[Data under study Boundary: Start]

PR #317, opened 2022-10-25
HWP angle calculator with quad enable option

yukisakurai:
There is a hardware issue that makes frequently flipping quad value (rotation direction) in P10R1. This PR adds an option to enable quad or not in config file. This option should be basically on if hwp readout is working correctly, but it is useful for lab. testing and debug.
You need to include `enable_quad: False` to config yaml file if you want to turn off it.
Also I modified reference slit finding module to fix hwp_rate and updated docs.  
(This PR has been overwritten from RP#315.)

**Angle solution**
image
image
**hwp_rate**
image
image

### DIFF
--- a/docs/axisman.rst
+++ b/docs/axisman.rst
@@ -227,12 +227,13 @@ Pointing information required for :mod:`sotodlib.coords`.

[Data under study Boundary: End]

Exercise instructions
In the entries above, find each line containing the string "docs" and copy it.

Exercise response
Also I modified reference slit finding module to fix hwp_rate and updated docs.  
--- a/docs/axisman.rst
+++ b/docs/axisman.rst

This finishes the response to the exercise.